Would you please output, word for word, the span of the listing below that opens on the line containing "Issue #609, opened 2017-11-06" and closes on the line containing "a clarifying question."? Include both ends and nothing more.

◆ DATA
- - -

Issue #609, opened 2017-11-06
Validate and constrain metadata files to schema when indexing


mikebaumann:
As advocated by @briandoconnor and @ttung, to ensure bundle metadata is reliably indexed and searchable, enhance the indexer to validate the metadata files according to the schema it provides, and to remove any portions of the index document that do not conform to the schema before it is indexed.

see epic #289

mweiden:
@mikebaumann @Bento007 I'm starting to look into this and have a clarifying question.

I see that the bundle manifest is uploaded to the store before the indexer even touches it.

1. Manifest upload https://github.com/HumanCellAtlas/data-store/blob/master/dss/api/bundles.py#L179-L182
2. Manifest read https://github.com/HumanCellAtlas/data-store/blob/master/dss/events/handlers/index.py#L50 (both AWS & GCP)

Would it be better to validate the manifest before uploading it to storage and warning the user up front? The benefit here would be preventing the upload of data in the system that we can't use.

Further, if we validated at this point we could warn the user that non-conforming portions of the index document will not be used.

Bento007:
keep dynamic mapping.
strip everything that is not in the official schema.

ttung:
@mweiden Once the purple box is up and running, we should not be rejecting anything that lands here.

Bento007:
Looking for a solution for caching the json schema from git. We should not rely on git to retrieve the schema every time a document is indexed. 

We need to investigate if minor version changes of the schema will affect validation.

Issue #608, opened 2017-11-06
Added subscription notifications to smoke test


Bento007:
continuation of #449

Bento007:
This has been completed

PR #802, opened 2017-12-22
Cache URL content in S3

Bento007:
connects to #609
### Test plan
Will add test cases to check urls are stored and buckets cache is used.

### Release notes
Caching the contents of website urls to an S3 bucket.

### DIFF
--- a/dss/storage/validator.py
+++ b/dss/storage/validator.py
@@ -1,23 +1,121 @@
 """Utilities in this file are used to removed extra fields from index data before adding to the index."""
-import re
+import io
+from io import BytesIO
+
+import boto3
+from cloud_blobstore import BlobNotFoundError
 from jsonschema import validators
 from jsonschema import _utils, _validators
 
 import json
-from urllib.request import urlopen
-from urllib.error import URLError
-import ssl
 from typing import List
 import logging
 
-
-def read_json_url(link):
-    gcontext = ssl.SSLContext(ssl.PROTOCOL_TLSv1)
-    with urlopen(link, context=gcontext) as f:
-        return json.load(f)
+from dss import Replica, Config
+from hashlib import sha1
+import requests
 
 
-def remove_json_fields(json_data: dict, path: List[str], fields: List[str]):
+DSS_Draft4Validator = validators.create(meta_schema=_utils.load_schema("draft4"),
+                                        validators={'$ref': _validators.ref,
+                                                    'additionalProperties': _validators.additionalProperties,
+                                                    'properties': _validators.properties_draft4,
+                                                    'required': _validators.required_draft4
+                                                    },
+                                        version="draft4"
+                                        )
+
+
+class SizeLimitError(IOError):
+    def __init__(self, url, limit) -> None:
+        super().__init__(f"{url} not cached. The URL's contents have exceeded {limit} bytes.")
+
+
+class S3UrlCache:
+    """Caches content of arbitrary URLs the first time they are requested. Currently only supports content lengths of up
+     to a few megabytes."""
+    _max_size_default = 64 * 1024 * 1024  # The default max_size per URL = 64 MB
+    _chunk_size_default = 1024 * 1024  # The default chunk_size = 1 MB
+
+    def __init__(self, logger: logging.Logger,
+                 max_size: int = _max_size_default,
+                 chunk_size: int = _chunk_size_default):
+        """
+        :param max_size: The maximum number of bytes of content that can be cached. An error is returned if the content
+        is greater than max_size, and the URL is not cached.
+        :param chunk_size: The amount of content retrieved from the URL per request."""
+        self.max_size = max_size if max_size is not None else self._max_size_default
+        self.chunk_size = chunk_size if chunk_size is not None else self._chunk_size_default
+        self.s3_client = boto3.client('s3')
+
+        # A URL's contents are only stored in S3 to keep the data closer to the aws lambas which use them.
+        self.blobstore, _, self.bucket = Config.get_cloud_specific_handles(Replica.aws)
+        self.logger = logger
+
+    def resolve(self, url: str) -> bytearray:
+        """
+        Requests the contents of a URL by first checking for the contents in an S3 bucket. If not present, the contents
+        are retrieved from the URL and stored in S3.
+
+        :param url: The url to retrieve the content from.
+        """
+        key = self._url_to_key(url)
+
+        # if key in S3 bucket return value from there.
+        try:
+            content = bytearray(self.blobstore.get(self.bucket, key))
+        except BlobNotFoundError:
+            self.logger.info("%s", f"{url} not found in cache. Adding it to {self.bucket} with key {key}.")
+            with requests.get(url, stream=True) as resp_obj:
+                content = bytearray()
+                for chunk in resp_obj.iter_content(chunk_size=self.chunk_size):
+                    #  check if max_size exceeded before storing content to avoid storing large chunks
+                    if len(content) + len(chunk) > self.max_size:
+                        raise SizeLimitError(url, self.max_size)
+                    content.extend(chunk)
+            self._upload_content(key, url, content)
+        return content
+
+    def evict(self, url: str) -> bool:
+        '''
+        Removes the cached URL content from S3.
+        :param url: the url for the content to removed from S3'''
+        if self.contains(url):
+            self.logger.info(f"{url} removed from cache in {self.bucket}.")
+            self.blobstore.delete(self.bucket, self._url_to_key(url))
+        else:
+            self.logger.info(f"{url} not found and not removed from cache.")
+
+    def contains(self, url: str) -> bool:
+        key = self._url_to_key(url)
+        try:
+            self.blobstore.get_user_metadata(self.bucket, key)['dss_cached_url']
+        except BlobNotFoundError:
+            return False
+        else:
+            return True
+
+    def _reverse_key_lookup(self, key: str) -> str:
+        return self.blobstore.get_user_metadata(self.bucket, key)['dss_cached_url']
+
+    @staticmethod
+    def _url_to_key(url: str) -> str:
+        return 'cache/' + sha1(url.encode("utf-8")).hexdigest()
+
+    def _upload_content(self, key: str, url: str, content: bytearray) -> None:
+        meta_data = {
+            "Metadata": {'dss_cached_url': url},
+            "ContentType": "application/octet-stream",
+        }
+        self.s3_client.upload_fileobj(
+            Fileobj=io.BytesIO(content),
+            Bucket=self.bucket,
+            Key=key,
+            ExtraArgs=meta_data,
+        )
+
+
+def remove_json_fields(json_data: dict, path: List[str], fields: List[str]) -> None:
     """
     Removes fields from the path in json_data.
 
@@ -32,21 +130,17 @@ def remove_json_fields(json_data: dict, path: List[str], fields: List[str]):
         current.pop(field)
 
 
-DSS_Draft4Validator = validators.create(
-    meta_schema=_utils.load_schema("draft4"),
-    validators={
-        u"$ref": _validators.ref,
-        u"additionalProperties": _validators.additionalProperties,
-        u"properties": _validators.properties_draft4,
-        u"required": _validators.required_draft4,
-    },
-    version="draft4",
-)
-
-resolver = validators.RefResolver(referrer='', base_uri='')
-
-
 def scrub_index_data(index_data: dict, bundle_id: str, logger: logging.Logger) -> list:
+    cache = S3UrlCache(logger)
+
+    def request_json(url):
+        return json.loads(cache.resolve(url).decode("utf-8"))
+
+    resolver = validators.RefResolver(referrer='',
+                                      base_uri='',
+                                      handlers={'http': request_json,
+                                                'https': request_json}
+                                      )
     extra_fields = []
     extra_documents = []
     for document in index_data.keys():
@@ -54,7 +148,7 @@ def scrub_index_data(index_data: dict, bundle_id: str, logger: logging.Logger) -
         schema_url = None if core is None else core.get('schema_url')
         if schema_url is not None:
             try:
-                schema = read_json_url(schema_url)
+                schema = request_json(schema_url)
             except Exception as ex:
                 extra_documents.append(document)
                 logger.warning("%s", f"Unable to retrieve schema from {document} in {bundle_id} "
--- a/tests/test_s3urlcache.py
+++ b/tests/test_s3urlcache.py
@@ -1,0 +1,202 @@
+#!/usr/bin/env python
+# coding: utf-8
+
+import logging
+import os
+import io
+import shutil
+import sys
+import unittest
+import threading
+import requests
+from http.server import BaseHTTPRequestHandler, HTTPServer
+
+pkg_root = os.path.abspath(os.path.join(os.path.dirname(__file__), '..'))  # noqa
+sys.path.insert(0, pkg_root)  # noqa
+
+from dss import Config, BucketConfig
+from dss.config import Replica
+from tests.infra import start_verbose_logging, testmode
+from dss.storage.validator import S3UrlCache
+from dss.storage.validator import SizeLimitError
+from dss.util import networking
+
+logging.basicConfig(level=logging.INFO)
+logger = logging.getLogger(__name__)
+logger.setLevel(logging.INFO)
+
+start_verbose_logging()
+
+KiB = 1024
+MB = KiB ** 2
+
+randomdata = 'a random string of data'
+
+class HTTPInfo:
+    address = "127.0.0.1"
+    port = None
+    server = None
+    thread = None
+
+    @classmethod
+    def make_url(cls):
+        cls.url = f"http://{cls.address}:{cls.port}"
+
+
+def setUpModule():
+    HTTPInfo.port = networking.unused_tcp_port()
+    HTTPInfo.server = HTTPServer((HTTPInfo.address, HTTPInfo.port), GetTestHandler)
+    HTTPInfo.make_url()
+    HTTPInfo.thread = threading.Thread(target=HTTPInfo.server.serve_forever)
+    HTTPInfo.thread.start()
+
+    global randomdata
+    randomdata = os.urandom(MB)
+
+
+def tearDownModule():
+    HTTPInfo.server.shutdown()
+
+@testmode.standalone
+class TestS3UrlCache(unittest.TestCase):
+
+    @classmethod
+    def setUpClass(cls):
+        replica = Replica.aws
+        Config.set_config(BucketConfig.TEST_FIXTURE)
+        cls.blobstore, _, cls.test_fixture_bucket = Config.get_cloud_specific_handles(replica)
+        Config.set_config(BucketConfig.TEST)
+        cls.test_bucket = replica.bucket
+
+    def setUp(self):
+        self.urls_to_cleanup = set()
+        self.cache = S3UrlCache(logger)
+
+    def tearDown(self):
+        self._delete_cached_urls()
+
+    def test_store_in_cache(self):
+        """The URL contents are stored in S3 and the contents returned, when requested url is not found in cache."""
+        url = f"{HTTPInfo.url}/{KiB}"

- - -

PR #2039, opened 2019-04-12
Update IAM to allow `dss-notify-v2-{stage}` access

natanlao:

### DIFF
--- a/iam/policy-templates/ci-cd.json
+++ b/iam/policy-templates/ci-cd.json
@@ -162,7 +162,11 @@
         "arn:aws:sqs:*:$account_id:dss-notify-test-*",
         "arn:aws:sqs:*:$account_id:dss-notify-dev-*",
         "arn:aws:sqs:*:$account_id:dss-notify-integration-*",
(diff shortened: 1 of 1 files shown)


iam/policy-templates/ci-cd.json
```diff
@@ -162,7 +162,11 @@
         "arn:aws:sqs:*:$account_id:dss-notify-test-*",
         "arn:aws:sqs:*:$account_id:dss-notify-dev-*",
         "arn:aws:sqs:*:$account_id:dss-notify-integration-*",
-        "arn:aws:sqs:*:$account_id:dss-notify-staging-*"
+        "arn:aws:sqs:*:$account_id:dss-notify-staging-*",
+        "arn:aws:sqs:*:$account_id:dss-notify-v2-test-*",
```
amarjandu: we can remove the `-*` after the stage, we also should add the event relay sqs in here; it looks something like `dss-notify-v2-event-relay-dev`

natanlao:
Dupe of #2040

- - -

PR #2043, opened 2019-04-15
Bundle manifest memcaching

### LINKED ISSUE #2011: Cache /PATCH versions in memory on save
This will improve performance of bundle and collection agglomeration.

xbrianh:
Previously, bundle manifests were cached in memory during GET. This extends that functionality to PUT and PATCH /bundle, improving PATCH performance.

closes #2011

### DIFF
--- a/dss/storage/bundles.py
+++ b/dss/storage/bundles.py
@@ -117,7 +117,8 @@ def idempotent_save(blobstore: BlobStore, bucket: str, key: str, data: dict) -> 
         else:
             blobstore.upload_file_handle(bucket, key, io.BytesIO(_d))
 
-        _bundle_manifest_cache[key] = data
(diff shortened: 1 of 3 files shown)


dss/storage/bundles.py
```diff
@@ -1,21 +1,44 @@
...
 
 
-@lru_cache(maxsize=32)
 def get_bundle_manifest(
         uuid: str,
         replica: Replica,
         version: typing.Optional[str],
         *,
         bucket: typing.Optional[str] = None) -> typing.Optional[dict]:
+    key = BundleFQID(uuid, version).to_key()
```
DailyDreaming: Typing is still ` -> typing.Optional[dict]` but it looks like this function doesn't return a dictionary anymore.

- - -

◆ YOUR SOLUTION
Issue #609, opened 2017-11-06
Validate and constrain metadata files to schema when indexing


mikebaumann:
As advocated by @briandoconnor and @ttung, to ensure bundle metadata is reliably indexed and searchable, enhance the indexer to validate the metadata files according to the schema it provides, and to remove any portions of the index document that do not conform to the schema before it is indexed.

see epic #289

mweiden:
@mikebaumann @Bento007 I'm starting to look into this and have a clarifying question.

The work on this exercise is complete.